Our findings and Adjudication
7. From the fact, it emerges that the assessee has reimbursed certain payments to its WOS which is situated in USA. The WOS is stated to have incurred cost on behalf of the assessee without any mark-up on cost-to-cost basis. These payments include marketing services rendered by two individuals. The assessee has not furnished any agreement or documentary evidences with respect to these two individuals. The Ld. AO has also rendered finding that the services rendered by these persons was technical in nature. M/s Retail Support Services is providing customer care services for which no agreement or documentary evidences could be furnished by the assessee to prove that the same was not technical in nature. The 5WPR is public relation agency in USA wherein the situation is similar. No bills could be adduced for this entity and Ld. AO observed that this expenditure needs to be disallowed u/s 37 also. The services rendered by Criteo have been held to be technical in nature. The assessee could not produce any agreement or documentary evidences with respect to 5 entities to prove that the services were purely advertisement services. No evidence was furnished in support of payment made by WOS. No evidences could be furnished with respect to the other entities also. Finally, Ld. AO observed that except for reimbursement of payment made to Facebook and Amazon, all the other expenses were indirect payment for FTS and disallowance u/s 40(a)(i) would be justified. Apparently, the assessee has controverted the remand report which has been extracted in the impugned order.

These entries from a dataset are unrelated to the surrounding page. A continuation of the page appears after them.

PR #721, opened 2021-11-02
Metastore tests enhancement

evanxg852000:
### Description
- Added fine grained checks on metastore tests https://github.com/quickwit-inc/quickwit/issues/670

### How was this PR tested?
Execute unit test for File & Postgres metastores


evanxg852000:
@guilload I have removed these tests as I think they are  already tested implicitly from what's left: 
 - `test_metastore_create_index` 
 - `test_metastore_stage_split` 
 - `test_metastore_mark_splits_for_deletion`

This is what I got from the coverage metrics:
before:
postgresql_metastore.rs	(64.75%)
single_file_metastore.rs(77.91%)
after:
postgresql_metastore.rs	(67.15%)
single_file_metastore.rs(80.00%)

Also while extracting the coverage metrics, I found a bug in the tests with `update_timestamp`. Basically, as things take  time within the instrumentation, `assert_eq!` were failing on the `update_timestamp` field, I fixed it using https://crates.io/crates/derivative

quickwit-metastore/Cargo.toml
```diff
@@ -22,9 +22,9 @@ thiserror = "1.0"
 tokio = { version = "1.6", features = ["full"]}
 tracing = "0.1"
 openssl = { version = "0.10.36", optional = true }
-
 quickwit-index-config = { version = "0.1.0", path = "../quickwit-index-config" }
 quickwit-storage = { version = "0.1.0", path = "../quickwit-storage" }
+derivative = "2.2.0"
```
guilload, line 27: Should this dependency only enabled when the feature `testsuite` is on?

quickwit-metastore/src/tests.rs
```diff
@@ -113,13 +92,17 @@ pub mod test_suite {
             .create_index(index_metadata.clone())
             .await
             .unwrap();
+        assert_eq!(metastore.list_all_splits(index_id).await.unwrap().len(), 0);
```
guilload, line 95: Do we need an `index_exists` in the public API?

quickwit-metastore/src/tests.rs
```diff
@@ -113,13 +92,17 @@ pub mod test_suite {
...
 
         // Delete an index
         let result = metastore.delete_index(index_id).await.unwrap();
         assert!(matches!(result, ()));
+
+        // check index is really gone
+        let result = metastore.list_all_splits(index_id).await.unwrap_err();
```
guilload, line 102: nit: this is no longer a result since we called `unwrap_err`.

quickwit-metastore/src/tests.rs
```diff
@@ -297,6 +227,16 @@ pub mod test_suite {
                 .await
                 .unwrap();
             assert!(matches!(result, ()));
+            assert_eq!(
+                metastore.list_all_splits(index_id).await.unwrap(),
+                vec![SplitMetadataAndFooterOffsets {
```
guilload, line 232: Maybe a helper function can help us build this vector and reduce the verbosity of these tests since this pattern is repeated quite a few times.

guilload (commented):
Implementing helper functions for creating test structs such as `IndexMetadata` or `SplitMetadata` would help decrease the verbosity of this test suite.

I spotted some more opportunities for slashing some redundant tests. Let's pair program next week.

quickwit-metastore/src/tests.rs
evanxg852000: Maybe in the future but right now there is nowhere in the use of Metastore where we need to check if e this implicitly will tell us if index does not exist.

fulmicoton (approved):

fulmicoton:
@evanxg852000 I think we are good to go? Can you rebase and merge?

guilload:
I took over this PR and... dropped the ball... It's not ready. I will resume my work after the release.

PR #729, opened 2021-11-05
Added env var for the fast field/split cache capacity.

### LINKED ISSUE #728: Make the fast field cache size and the split footer cache size configurable
As a temporary solution, we can set the fastfield/split footer cache size using an environment variable.

- `SPLIT_FOOTER_CACHE_CAPACITY`: defaults to 500MB (500000000)
- `FAST_CACHE_CAPACITY`: defaults to 3GB (3000000000)

fulmicoton:
Closes #728


quickwit-storage/src/cache/quickwit_cache.rs
```diff
@@ -166,6 +175,18 @@ mod tests {
...
+    #[test]
+    fn test_fast_cache_capacity_from_env() {
+        assert_eq!(
+            super::fast_cache_capacity(),
+            super::DEFAULT_FAST_CACHE_CAPACITY
+        );
+        std::env::set_var(super::FAST_CACHE_CAPACITY_ENV_KEY, "3000000001");
+        assert_eq!(super::fast_cache_capacity(), 3_000_000_001);
+        std::env::set_var(super::FAST_CACHE_CAPACITY_ENV_KEY, "invalidnumber");
+        assert_eq!(super::fast_cache_capacity(), 3_000_000_000);
```
PSeitz, line 187: we should print at least a error here or the user will not know the value is rejected

fulmicoton: Great point

evanxg852000 (approved):
LGTM :+1:

PR #743, opened 2021-11-08
add checks before indexing and serve

### LINKED ISSUE #701: Run connectivity test on startup
It seems like a good 80% of the friction experienced by quickwit users are related to the proper configuration & connectivity of third-part services (source, store, metastore).

Right now, we surface these error of configuration only when they occur. For instance, if the credentials for the storage are wrong, indexing will fail after running for 30s, with a message that is relatively explicit for us, but might lack a bit of context for the user. 

Instead, we should have a nice way to test connectivity first and output a report stating clearly what piece of the puzzle is not configured correctly.

For the CLI, it would materialize in a familiar checklist list UI for instance.

----
- source  ❌
  <some extra informaiton>
- storage ✔️ 
- metastore connection ✔️ 
- index configuration ❌
  <some extra information>
-----

And all error details. 

This functionality is VERY likely to be reused in the near-future in an admin UI.
A little bit of overengineer does make sense here.

Typically, we should have a function taking some configuration as an input and returning the connectivity results as some structured object containing all the information necessary for reporting.

Printing this object as checklist will be done in a different function.

llogiq:
### Description
This adds various checks for config, storage and metastore. This fixes #701.

### How was this PR tested?

`cargo test --all-features`

### DIFF
--- a/quickwit-cli/Cargo.toml
+++ b/quickwit-cli/Cargo.toml
@@ -14,6 +14,7 @@ name = "quickwit"
 path = "src/main.rs"
 
 [dependencies]
+async-trait = "0.1"
 anyhow = "1"
 byte-unit = "4"
 clap = { version = "2", features = ["yaml"] }
@@ -46,6 +47,7 @@ humansize = "1.1.1"
 openssl-probe = { version = "0.1.4", optional = true }
 itertools = "0.10.1"
 colored = "2.0.0"
+futures = "0.3"
 
 [dev-dependencies]
 assert_cmd = "1"
--- a/quickwit-cli/src/lib.rs
+++ b/quickwit-cli/src/lib.rs
@@ -43,7 +43,7 @@ use quickwit_indexing::actors::{
 use quickwit_indexing::models::{CommitPolicy, IndexingDirectory, IndexingStatistics};
 use quickwit_indexing::source::{FileSourceParams, SourceConfig};
 use quickwit_metastore::checkpoint::Checkpoint;
-use quickwit_metastore::{IndexMetadata, MetastoreUriResolver};
+use quickwit_metastore::{do_checks, IndexMetadata, MetastoreUriResolver};
 use quickwit_proto::{SearchRequest, SearchResponse};
 use quickwit_search::{single_node_search, SearchResponseRest};
 use quickwit_storage::{quickwit_storage_uri_resolver, BundleStorage, Storage};
@@ -286,6 +286,13 @@ pub async fn index_data_cli(args: IndexDataArgs) -> anyhow::Result<()> {
     let storage_uri_resolver = quickwit_storage_uri_resolver();
     let metastore_uri_resolver = MetastoreUriResolver::default();
     let metastore = metastore_uri_resolver.resolve(&args.metastore_uri).await?;
+
+    do_checks(vec![
+        ("source", Box::pin(source_config.check_source_available())),
+        ("metastore", metastore.check_connectivity()),
+        ("index", metastore.check_index_available(&args.index_id)),
+    ])
+    .await?;
 
     if args.overwrite {
         reset_index(
--- a/quickwit-indexing/src/source/kafka_source.rs
+++ b/quickwit-indexing/src/source/kafka_source.rs
@@ -305,6 +305,12 @@ fn previous_position_for_offset(offset: i64) -> Position {
     }
 }
 
+/// Checks if connecting with the given parameters works.
+pub(super) fn check(client_params: serde_json::Value) -> anyhow::Result<()> {
+    create_consumer(None, client_params)?;
+    Ok(())
+}
+
 /// Creates a new `KafkaSourceConsumer`.
 fn create_consumer(
     client_log_level: Option<String>,
--- a/quickwit-indexing/src/source/mod.rs
+++ b/quickwit-indexing/src/source/mod.rs
@@ -198,3 +198,28 @@ pub struct SourceConfig {
     pub source_type: String,
     pub params: serde_json::Value,
 }
+
+impl SourceConfig {
+    pub async fn check_source_available(&self) -> anyhow::Result<()> {
+        match &*self.source_type {
+            "file" => {
+                if let Some(path) = self.params.get("filepath").and_then(|v| v.as_str()) {
+                    if !std::path::Path::new(path).exists() {
+                        anyhow::bail!("Source `{}` does not exist", path)
+                    }
+                }
+                Ok(())
+            }
+            #[cfg(feature = "kafka")]
+            "kafka" => kafka_source::check(self.params.clone()),
+            "vec" => Ok(()),
+            unrecognized_source_type => {
+                tracing::warn!(
+                    "No check implemented for source type `{}`",
+                    unrecognized_source_type
+                );
+                Ok(())
+            }
+        }
+    }
+}
--- a/quickwit-metastore/Cargo.toml
+++ b/quickwit-metastore/Cargo.toml
@@ -16,12 +16,13 @@ async-trait = "0.1"
 chrono = "0.4"
 diesel = { version = "1.4", features = ["postgres", "chrono", "extras"], optional = true }
 diesel_migrations =  { version = "1.4", optional = true }
+futures = "0.3.17"
+openssl = { version = "0.10.36", optional = true }
 serde = { version = "1.0", features = ["derive", "rc"] }
 serde_json = "1.0"
 thiserror = "1.0"
 tokio = { version = "1.6", features = ["full"]}
 tracing = "0.1"
-openssl = { version = "0.10.36", optional = true }
 
 quickwit-index-config = { version = "0.1.0", path = "../quickwit-index-config" }
 quickwit-storage = { version = "0.1.0", path = "../quickwit-storage" }
--- a/quickwit-metastore/src/lib.rs
+++ b/quickwit-metastore/src/lib.rs
@@ -49,7 +49,11 @@ mod metastore_resolver;
 #[allow(missing_docs)]
 pub mod postgresql;
 
+use std::pin::Pin;
+
 pub use error::{MetastoreError, MetastoreResolverError, MetastoreResult};
+use futures::stream::{FuturesUnordered, StreamExt};
+use futures::{Future, FutureExt};
 #[cfg(feature = "postgres")]
 pub use metastore::postgresql_metastore::PostgresqlMetastore;
 pub use metastore::single_file_metastore::SingleFileMetastore;
@@ -59,3 +63,44 @@ pub use metastore::{
     IndexMetadata, MetadataSet, Metastore, SplitMetadata, SplitMetadataAndFooterOffsets, SplitState,
 };
 pub use metastore_resolver::{MetastoreFactory, MetastoreUriResolver};
+
+fn decorate_results_with_output<F: Future<Output = anyhow::Result<()>>>(
+    description: &str,
+    f: F,
+) -> impl Future<Output = Option<anyhow::Error>> {
+    let description = description.to_owned();
+    f.map(|result| match result {
+        Ok(()) => {
+            eprintln!("✅ {}", description);
+            None
+        }
+        Err(e) => {
+            eprintln!("❌ {}", description);
+            Some(e.context(description))
+        }
+    })
+}
+
+/// A future that can be called with [`do_checks`]
+pub type CheckFuture<'a> = Pin<Box<(dyn Future<Output = anyhow::Result<()>> + Send + 'a)>>;
+
+/// Run a list of early checks
+pub async fn do_checks(checks: Vec<(&'_ str, CheckFuture<'_>)>) -> anyhow::Result<()> {
+    let mut all_checks: FuturesUnordered<_> = checks
+        .into_iter()
+        .map(|(desc, f)| decorate_results_with_output(desc, f))
+        .collect();
+    let mut errors = Vec::new();
+    while let Some(check) = all_checks.next().await {
+        if let Some(error) = check {
+            errors.push(error);
+        }
+    }
+    if !errors.is_empty() {
+        for error in errors {
+            tracing::error!("{}", error);
+        }
+        anyhow::bail!("Some checks failed")
+    }
+    Ok(())
+}
--- a/quickwit-metastore/src/metastore/mod.rs
+++ b/quickwit-metastore/src/metastore/mod.rs
@@ -194,6 +194,15 @@ pub struct MetadataSet {
 #[cfg_attr(any(test, feature = "testsuite"), mockall::automock)]
 #[async_trait]
 pub trait Metastore: Send + Sync + 'static {
+    /// Checks if the metastore is available.
+    async fn check_connectivity(&self) -> anyhow::Result<()>;
+
+    /// Checks if the given index is in this metastore.
+    async fn check_index_available(&self, index_id: &str) -> anyhow::Result<()> {
+        self.index_metadata(index_id).await?;
+        Ok(())
+    }
+
     /// Creates an index.
     /// This API creates index metadata set in the metastore.
     /// An error will occur if an index that already exists in the storage is specified.
--- a/quickwit-storage/src/bundle_storage.rs
+++ b/quickwit-storage/src/bundle_storage.rs
@@ -134,6 +134,18 @@ impl BundleStorageFileOffsets {
 
 #[async_trait]
 impl Storage for BundleStorage {
+    async fn check(&self) -> anyhow::Result<()> {
+        if !self
+            .storage
+            .exists(&self.bundle_filepath)
+            .await
+            .unwrap_or(false)
+        {
+            anyhow::bail!("`{}` not found in storage", self.bundle_filepath.display())
+        }
+        Ok(())
+    }
+
     async fn put(
         &self,
         path: &Path,
--- a/quickwit-storage/src/local_file_storage.rs
+++ b/quickwit-storage/src/local_file_storage.rs
@@ -163,6 +163,13 @@ impl From<PathBuf> for LocalFileStorage {
 
 #[async_trait]
 impl Storage for LocalFileStorage {
+    async fn check(&self) -> anyhow::Result<()> {
+        if !self.root.exists() {
+            anyhow::bail!("Missing path `{}`", self.root.display())
+        }
+        Ok(())
+    }
+
     async fn put(
         &self,
         path: &Path,
--- a/quickwit-storage/src/object_storage/s3_compatible_storage.rs
+++ b/quickwit-storage/src/object_storage/s3_compatible_storage.rs
@@ -34,8 +34,8 @@ use rusoto_core::{ByteStream, HttpClient, HttpConfig, Region, RusotoError};
 use rusoto_s3::{
     AbortMultipartUploadRequest, CompleteMultipartUploadRequest, CompletedMultipartUpload,
     CompletedPart, CreateMultipartUploadError, CreateMultipartUploadRequest, DeleteObjectRequest,
-    GetObjectRequest, HeadObjectError, HeadObjectRequest, PutObjectError, PutObjectRequest,
-    S3Client, UploadPartRequest, S3,
+    GetObjectRequest, HeadObjectError, HeadObjectRequest, ListObjectsV2Request, PutObjectError,
+    PutObjectRequest, S3Client, UploadPartRequest, S3,
 };
 use tokio::fs::File;
 use tokio::io::{AsyncRead, AsyncReadExt, AsyncWriteExt, BufReader};
@@ -454,6 +454,17 @@ async fn download_all(byte_stream: &mut ByteStream, output: &mut Vec<u8>) -> io:
 
 #[async_trait]
 impl Storage for S3CompatibleObjectStorage {
+    async fn check(&self) -> anyhow::Result<()> {
+        self.s3_client
+            .list_objects_v2(ListObjectsV2Request {
+                bucket: self.bucket.clone(),
+                max_keys: Some(1),
+                ..Default::default()
+            })
+            .await?;
+        Ok(())
+    }
+
     async fn put(
         &self,
         path: &Path,
--- a/Cargo.lock
+++ b/Cargo.lock
@@ -2168,11 +2168,13 @@ version = "0.1.0"
 dependencies = [
  "anyhow",
  "assert_cmd",
+ "async-trait",
  "atty",
  "byte-unit",
  "chrono",
  "clap",
  "colored",
+ "futures",
  "humansize",
  "itertools",
  "json_comments",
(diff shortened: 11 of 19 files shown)


quickwit-cli/src/lib.rs
```diff
@@ -278,14 +278,23 @@ pub async fn index_data_cli(args: IndexDataArgs) -> anyhow::Result<()> {
...
-    let source_config =
-        create_source_config_from_args(source_config_path_opt, input_path_opt).await?;
+    let mut source_config_res =
+        create_source_config_from_args(source_config_path_opt, input_path_opt).await;
     let indexing_directory_path = args.data_dir_path.join(args.index_id.as_str());
     let indexing_directory = IndexingDirectory::create_in_dir(indexing_directory_path).await?;
     let storage_uri_resolver = quickwit_storage_uri_resolver();
     let metastore_uri_resolver = MetastoreUriResolver::default();
     let metastore = metastore_uri_resolver.resolve(&args.metastore_uri).await?;
+    check_all!(
```
fulmicoton, line 288: The macro is overkill.

llogiq: What would you suggest instead?

quickwit-metastore/src/lib.rs
```diff
@@ -59,3 +63,86 @@ pub use metastore::{
     IndexMetadata, MetadataSet, Metastore, SplitMetadata, SplitMetadataAndFooterOffsets, SplitState,
 };
 pub use metastore_resolver::{MetastoreFactory, MetastoreUriResolver};
+
+/// A trait to allow for our data model to check itself
+#[async_trait]
+pub trait Check {
+    /// Something that can be implemented
```
fulmicoton, line 70: This is not a very good comment, and possibly not a good name.
When I first read "description", I was expecting either a description of the resource that was checked, or a description of what was checked.

Looking at the URI of the metastore it is neither: 
You just return the URI for the metastore for instance.

```
/// A concise description resuming the setting that were used to build an instance of 
/// this resource. The type of the resource (e.g. Metastore) does not need to be repeated. 
/// If the resource is built from an URI, returning just the URI is best.
```

quickwit-metastore/src/lib.rs
```diff
@@ -59,3 +63,86 @@ pub use metastore::{
...
+    fn description(&self) -> String;
+
+    /// An async function that implements the check on this type
+    async fn check(&self) -> Result<(), anyhow::Error>;
```
fulmicoton, line 74: I wonder if anyhow::Error is the best type for reporting.

quickwit-metastore/src/lib.rs
llogiq: You are right. I had thought more information would be beneficial here, but later reverted that and just added `&'static str`s to the `check_all!` macro. I'm going to remove this function.

quickwit-metastore/src/lib.rs
llogiq: The idea here was a minimal implementation, and since the checks touch various parts of the system with different error types, `anyhow::Error` looked like the least common denominator.

Do you have a suggestion what to use instead?

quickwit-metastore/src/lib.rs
PR #750, opened 2021-11-10
Updated split timestamps fields

evanxg852000:
Closes https://github.com/quickwit-inc/quickwit/issues/665

- replaced the field `update_timestamp` with more conventional fields `created_at`, `updated_at`
- use diesel auto update feature for postgress metastore on `updated_at` field

### How was this PR tested?
Manually tested with pg/file metastore


quickwit-metastore/src/metastore/mod.rs
```diff
@@ -85,8 +85,11 @@ pub struct SplitMetadata {
     /// The state of the split. This is the only mutable attribute of the split.
     pub split_state: SplitState,
 
-    /// Timestamp for tracking when the split state was last modified.
-    pub update_timestamp: i64,
+    /// Timestamp for tracking when the split was created.
+    pub created_at: i64,
+
+    /// Timestamp for tracking when the split was updated.
```
guilload, line 91:
```suggestion
    /// Timestamp for tracking when the split was last updated.
```

quickwit-metastore/src/metastore/postgresql_metastore.rs
```diff
@@ -450,7 +442,14 @@ impl PostgresqlMetastore {
             let split_metadata_and_footer_offsets =
                 match model_split.make_split_metadata_and_footer_offsets() {
                     Ok(mut metadata) => {
-                        metadata.split_metadata.update_timestamp = model_split.update_timestamp;
+                        metadata.split_metadata.created_at = model_split
+                            .created_at
+                            .unwrap_or(NaiveDateTime::from_timestamp(0, 0))
```
guilload, line 447: The column is nullable?

quickwit-metastore/src/postgresql/schema.rs
```diff
@@ -30,7 +30,8 @@ table! {
         split_state -> Varchar,
         time_range_start -> Nullable<Int8>,
         time_range_end -> Nullable<Int8>,
-        update_timestamp -> Int8,
+        created_at -> Nullable<Timestamp>,
```
guilload, line 33: Here is my answer. Why are those timestamps nullable? Backward-compatibility?

quickwit-metastore/src/postgresql/model.rs
```diff
@@ -82,8 +83,10 @@ pub struct Split {
     pub time_range_start: Option<i64>,
     /// If a timestamp field is available, the max timestamp in the split.
     pub time_range_end: Option<i64>,
-    /// Timestamp for tracking when the split state was last modified.
-    pub update_timestamp: i64,
+    /// Timestamp for tracking when the split was created.
+    pub created_at: Option<NaiveDateTime>,
+    /// Timestamp for tracking when the split was updated.
```
guilload, line 88:
```suggestion
    /// Timestamp for tracking when the split was last updated.
```

quickwit-metastore/src/postgresql/schema.rs
evanxg852000: This is to allow Diesel do it's magic, by passing None during create/update, diesel does the auto update. otherwise the value you pass will always take precedence.

quickwit-metastore/src/metastore/postgresql_metastore.rs
evanxg852000: Yes

guilload:
Looking good overall.

@fmassot, @fulmicoton, I'd like your opinion on two things:
1. Naming: are you happy with `created_at` and `updated_at`? We can also consider `create_timestamp` and `update_timestamp`.
2. Chosen Postgres type for timestamps: we went with timestamp without time zone (but generated at UTC). We can also consider timestamp with time zone, which is more user-friendly. When querying the DB directly, the timestamps will be displayed in the local time, which might be helpful for forensics.

fmassot:
It seems a little bit a matter of taste here, I like `created_at` and `updated_at` when we have dates, I would choose `create_timestamp` and `update_timestamp` for timestamps.

Concerning time zone, I think it's important to have everything in UTC at this level. I would take into account time zone when we want to display something for the user.

fulmicoton:
I like both.  `{created/update}_at` is maybe a little bit nicer.

evanxg852000:
UTC with timezone is an option we can go with.
But when I read [the difference](https://stackoverflow.com/questions/5876218/difference-between-timestamps-with-without-time-zone-in-postgresql), my take was that what we need to enforce is to always save DateTime in UTC. This is currently what we do. By storing without time zone, there is no timezone conversion applied to the field when retrieving or when the DB timezone config changes. and we are sure to retrieve what we stored (in UTC) without any db or client TZ config applied to it.

guilload:
1. I like both namings, but I tend to agree with @fmassot's point about date vs. timestamp, so let's go with `create_timestamp` and `update_timestamp`. That's also more in line with our coding style.

2. It seems like there's a consensus about timestamps without timezone. Let's just make sure that, moving forward, they are always generated at UTC for all implementations. This is properly done in this PR.

quickwit-metastore/migrations/postgresql/2021-11-10-104441_change_timestamp_fields/up.sql
```diff
@@ -0,0 +1,25 @@
...
+DROP COLUMN update_timestamp;
+
+-- create new timestamp fields
+ALTER TABLE splits
+ADD create_timestamp TIMESTAMP NOT NULL DEFAULT (CURRENT_TIMESTAMP AT TIME ZONE 'UTC');
+ALTER TABLE splits
+ADD update_timestamp TIMESTAMP NOT NULL DEFAULT (CURRENT_TIMESTAMP AT TIME ZONE 'UTC');
+
+-- replace diesel helper function to make sure it uses UTC timestamp
+CREATE OR REPLACE FUNCTION diesel_set_updated_at() RETURNS trigger AS $$
```
guilload, line 12: `diesel_set_update_timestamp`?

quickwit-metastore/src/tests.rs
```diff
@@ -1733,7 +1753,7 @@ pub mod test_suite {
 
         current_timestamp = split_meta.update_timestamp;
 
-        // wait for 1s, mark split for deletion & check `update_timestamp`
+        // wait for 1s, mark split for deletion & check `updated_at`
```
guilload, line 1756:
```suggestion
        // wait for 1s, mark split for deletion & check `update_timestamp `
```

guilload (approved):

quickwit-metastore/migrations/postgresql/2021-11-10-104441_change_timestamp_fields/up.sql
evanxg852000: Yes I was hesitant on this, because we might just change the name of all the functions diesel provides for this setup

guilload: I see. Let's not interfere with the default diesel functions and triggers then. People used to diesel might get surprises.

Let's just roll our on trigger. `quickwit_set_update_timestamp`. I'm ok with the duplication if that makes thing more explicit/transparent.

quickwit-metastore/migrations/postgresql/2021-11-10-104441_change_timestamp_fields/up.sql
```diff
@@ -0,0 +1,35 @@
...
+ALTER TABLE splits
+DROP COLUMN update_timestamp;
+
+-- create new timestamp fields
+ALTER TABLE splits
+ADD create_timestamp TIMESTAMP NOT NULL DEFAULT (CURRENT_TIMESTAMP AT TIME ZONE 'UTC');
+ALTER TABLE splits
+ADD update_timestamp TIMESTAMP NOT NULL DEFAULT (CURRENT_TIMESTAMP AT TIME ZONE 'UTC');
+
+-- Setup helper function and trigger to automatically set the `update_timestamp` field
```
guilload, line 11: Nice.

guilload (approved):
LGTM.

PR #759, opened 2021-11-11
Implement `ServerConfig`

guilload:
Implement `ServerConfig`.


quickwit-config/resources/tests/server_config/server.toml
```diff
@@ -0,0 +1,13 @@
+metastore_uri = "postgres://username:password@host:port/db"
+
+[indexer]
+data_dir_path = "/opt/quickwit/data"
```
fmassot, line 4: we can set up here `IndexingSplitStoreParams` (there 2 params)

quickwit-config/resources/tests/server_config/server.toml
```diff
@@ -0,0 +1,13 @@
...
+
+[searcher]
+data_dir_path = "/opt/quickwit/data"
+peer_seeds = [ "quickwit-searcher-0.local", "quickwit-searcher-1.local" ]
```
fmassot, line 8: no port?

quickwit-config/resources/tests/server_config/server.toml
```diff
@@ -0,0 +1,13 @@
...
+fast_field_cache_capacity = "1G"
+split_footer_cache_capacity = "500M"
+
+[storage]
+s3 = { region = "us-east-1", endpoint = "https://s3.us-east-1.amazonaws.com" }
```
fmassot, line 13: what is this s3 endpoint for?

quickwit-config/resources/tests/server_config/server.toml
guilload: Will do.

quickwit-config/resources/tests/server_config/server.toml
guilload: I guess not in this example :) We should be able to rely on default values, right?

This makes me think I need to set up the default listening ports in the server config.

quickwit-config/resources/tests/server_config/server.toml
guilload: This is the URL of the AWS S3 API endpoint. Some accounts have custom endpoints (and the region is ignored).

quickwit-config/src/server_config.rs
```diff
@@ -0,0 +1,270 @@
...
+use byte_unit::Byte;
+use serde::{Deserialize, Serialize};
+
+#[derive(Debug, Serialize, Deserialize, PartialEq)]
+pub struct IndexerConfig {
+    pub data_dir_path: PathBuf,
+}
+
+impl IndexerConfig {
+    pub fn validate(&self) -> anyhow::Result<()> {
```
fmassot, line 33: maybe `check` instead of `validate` to be consistent

quickwit-config/src/server_config.rs
```diff
@@ -0,0 +1,270 @@
...
+        }
+        Ok(())
+    }
+}
+
+// TODO: caching
+#[derive(Debug, Serialize, Deserialize, PartialEq)]
+pub struct SearcherConfig {
+    pub data_dir_path: PathBuf,
+    pub peer_seeds: Vec<String>,
```
fmassot, line 48: why not `SocketAddr` instead of `String` for peer ?

quickwit-config/src/server_config.rs
```diff
@@ -0,0 +1,270 @@
...
+
+impl SearcherConfig {
+    pub fn validate(&self) -> anyhow::Result<()> {
+        if !self.data_dir_path.exists() {
+            bail!(
+                "Data dir `{}` does not exist.",
+                self.data_dir_path.display()
+            );
+        }
+        if self.peer_seeds.is_empty() {
```
fmassot, line 61: mmm, this is ok to not have peer seeds.

quickwit-config/resources/tests/server_config/server.toml
```diff
@@ -0,0 +1,15 @@
...
+
+[indexer]
+data_dir_path = "/opt/quickwit/data"
+split_store_max_num_bytes = "100G"
+split_store_max_num_files = 1_000
+
+[searcher]
+data_dir_path = "/opt/quickwit/data"
+peer_seeds = [ "quickwit-searcher-0.local", "quickwit-searcher-1.local" ]
+fast_field_cache_capacity = "1G"
```
fulmicoton, line 11: there is also a `split_footer_cache_capacity`. We may call it `hotcache_cache_capacity` or `split_turbo_cache_capacity` any cool name you can think of :)

guilload: it's right below :D

fulmicoton:
This is awesome work!

quickwit-config/src/server_config.rs
guilload: `SocketAddr` only accepts IPs but we want to be able to provide hostnames.

quickwit-config/src/server_config.rs
guilload: I find that `validate` comes up more frequently when it comes to validating configs or forms. Don't you agree?

fmassot (approved):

8. Upon perusal of impugned order, it could be seen that ld. CIT(A) has merely gone by the fact that ‘make available’ clause was not satisfied. However, considering the nature of services as enumerated in the remand report, ‘make available’ clause may not be even applicable for most of the services. The claim of the assessee hinges on the fact that the services were not technical in nature and the same were reimbursed on cost-to-cost basis. However, sufficient evidences could not be adduced by the assessee, in this regard, during remand proceedings. Accordingly, the adjudication in the impugned order could not be upheld. The impugned order, to the extent, disallowance has been deleted, is set-aside. The issue is restored back to the file of Ld. CIT(A) for passing a speaking order afresh considering the nature of services in the light of evidences / documentary evidences furnished by the assessee. The assessee is directed to substantiate its claim. The appeal stand allowed for statistical purposes.
9. It is admitted position that the facts as well as issues in AY 2015-16 are quite identical. Therefore, our adjudication as in AY 2014-15 shall, mutatis mutandis, apply to this year also.
10. Both the appeals stand allowed for statistical purposes.
Order pronounced on 03rd August, 2023.